Annexin Pharmaceuticals (ANNX) Q1 2026 earnings summary

Executive summary

• Initial clinical signals observed for ANXV in both diabetes retinopathy (DR) and retinal vein occlusion (RVO) patients, with no safety concerns after 30 days in the first two treated patients.

• Patient recruitment in the NEXUS phase 2a study accelerated, with five patients treated and no safety issues reported.

• Cost-saving measures and delayed activities extended cash runway to June 2026; bridge financing and planned rights issue aim to fund operations through year-end.

• Ongoing business development and partner discussions, with focus on phase 2b study design and potential licensing.

Financial highlights

• Net loss for Q1 2026 was -10,516 TSEK, compared to -7,974 TSEK in Q1 2025.

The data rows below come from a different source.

PR #3037, opened 2025-04-02
Introduce `try` and `await` macro lexical contexts with unfolded sequence handling

hamishknight:
This is #2724 with additional logic for handling `try` and `await` in unfolded sequence expressions. We can say that any `try`/`await` element also covers all elements to the right of it (matching the logic in swiftlang/swift#80461). Cases where this isn't true will be rejected by the compiler, e.g:

```swift
0 * try foo() + bar()
_ = try foo() ~~~ bar() // Assuming `~~~` has lower precedence than `=`
```

rdar://109470248

### DIFF
--- a/Sources/SwiftSyntaxMacros/Syntax+LexicalContext.swift
+++ b/Sources/SwiftSyntaxMacros/Syntax+LexicalContext.swift
@@ -106,6 +106,39 @@ extension SyntaxProtocol {
       if let parentContext = parentNode.asMacroLexicalContext() {
         parentContexts.append(parentContext)
       }
+      if let sequence = parentNode.as(SequenceExprSyntax.self) {
+        var sequenceExprContexts: [Syntax] = []
+        for elt in sequence.elements {
+          if elt.range.contains(self.position) {
+            // `sequenceExprContexts` is built from the top-down, but we
+            // build the rest of the contexts bottom-up. Reverse for
+            // consistency.
+            parentContexts += sequenceExprContexts.reversed()
+            break
+          }
+          var elt = elt
+          while true {
+            if let tryElt = elt.as(TryExprSyntax.self) {
+              sequenceExprContexts.append(tryElt.asMacroLexicalContext()!)
+              elt = tryElt.expression
+              continue
+            }
+            if let awaitElt = elt.as(AwaitExprSyntax.self) {
+              sequenceExprContexts.append(awaitElt.asMacroLexicalContext()!)
+              elt = awaitElt.expression
+              continue
+            }
+            if let unsafeElt = elt.as(UnsafeExprSyntax.self) {
+              // No scope for this currently, but we need to look through it
+              // since it's similar to 'try' in that it's hoisted above a
+              // binary operator when appearing on the LHS.
+              elt = unsafeElt.expression
+              continue
+            }
+            break
+          }
+        }
+      }
 
       currentNode = parentNode
     }
--- a/Sources/SwiftSyntaxMacros/Syntax+LexicalContext.swift
+++ b/Sources/SwiftSyntaxMacros/Syntax+LexicalContext.swift
@@ -67,11 +67,11 @@ extension SyntaxProtocol {
     case let freestandingMacro as FreestandingMacroExpansionSyntax:
       return Syntax(freestandingMacro.detached) as Syntax
 
-    // Try and await are preserved: A freestanding expression macro preceded
-    // by try or await may need to know whether those keywords are present so it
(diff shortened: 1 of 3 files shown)


hamishknight:
@swift-ci please test

Sources/SwiftSyntaxMacros/Syntax+LexicalContext.swift
```diff
@@ -92,6 +106,39 @@ extension SyntaxProtocol {
...
+              sequenceExprContexts.append(tryElt.asMacroLexicalContext()!)
+              elt = tryElt.expression
+              continue
+            }
+            if let awaitElt = elt.as(AwaitExprSyntax.self) {
+              sequenceExprContexts.append(awaitElt.asMacroLexicalContext()!)
+              elt = awaitElt.expression
+              continue
+            }
+            if let unsafeElt = elt.as(UnsafeExprSyntax.self) {
```
DougGregor, line 131: Not for this PR, but this makes me think we need a protocol for the "effect-like" expression nodes. I feel like this pattern is going to come up a bit.

Sources/SwiftSyntaxMacros/Syntax+LexicalContext.swift
```diff
@@ -92,6 +106,39 @@ extension SyntaxProtocol {
...
+              // No scope for this currently, but we need to look through it
+              // since it's similar to 'try' in that it's hoisted above a
+              // binary operator when appearing on the LHS.
+              elt = unsafeElt.expression
```
DougGregor, line 135: I would like us to include `unsafe` expressions in the lexical context as well.

DougGregor (approved):
I'd like to include `unsafe` expressions in the lexical context, but otherwise LGTM!

hamishknight:
@swift-ci please test

Sources/SwiftSyntaxMacros/Syntax+LexicalContext.swift
hamishknight: Updated to include `unsafe`

Sources/SwiftSyntaxMacros/Syntax+LexicalContext.swift
hamishknight: Filed #3040

hamishknight:
@swift-ci please test Windows

Sources/SwiftSyntaxMacros/Syntax+LexicalContext.swift
grynspan: I requested that a while back, actually. :)

grynspan: #2549

Sources/SwiftSyntaxMacros/Syntax+LexicalContext.swift
```diff
@@ -92,6 +110,43 @@ extension SyntaxProtocol {
...
+      // be diagnosed by the compiler. This matches the compiler's ASTScope
+      // handling logic.
+      if let sequence = parentNode.as(SequenceExprSyntax.self) {
+        var sequenceExprContexts: [Syntax] = []
+        for elt in sequence.elements {
+          if elt.range.contains(self.position) {
+            // `sequenceExprContexts` is built from the top-down, but we
+            // build the rest of the contexts bottom-up. Reverse for
+            // consistency.
+            parentContexts += sequenceExprContexts.reversed()
```
ahoppen, line 126: Wouldn’t it make more sense to move this after the `for` loop? Just to make sure that we add elements to `parentContext` in case we should terminate the loop for some other reason than the `break` below.

hamishknight: Are there cases where we might not be able to determine which element the node is within? The main goal here is to only add the effects for nodes that occur after them in the sequence

ahoppen: No, I just thought that it would read nicer to have 

```swift
            // `sequenceExprContexts` is built from the top-down, but we
            // build the rest of the contexts bottom-up. Reverse for
            // consistency.
            parentContexts += sequenceExprContexts.reversed()
```

after the `for` loop and only having a `break` in here because the addition of elements to `parentContexts` conceptually happens after iterating over the elements.

hamishknight: Ah okay, I don't really feel all that strongly about it, happy to change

• Operating loss for Q1 2026 was -10,550 TSEK, up from -7,974 TSEK year-over-year.

• Cash flow from operating activities was -10,327 TSEK, compared to -8,250 TSEK in Q1 2025.

• Cash and cash equivalents at quarter-end were 17,068 TSEK, down from 45,229 TSEK a year earlier.

• Equity per share was 2.04 SEK, compared to 7.98 SEK in Q1 2025.

Outlook and guidance

• Bridge loan of 4 MSEK secured in April 2026; planned rights issue of 20 MSEK in summer 2026, with main shareholders committed to their pro-rata share.

• Full subscription of the rights issue would fund operations through December 2026 and support ongoing phase 2a studies.

• Focus on delivering further clinical data, FDA feedback on phase 2b design, and a licensing deal.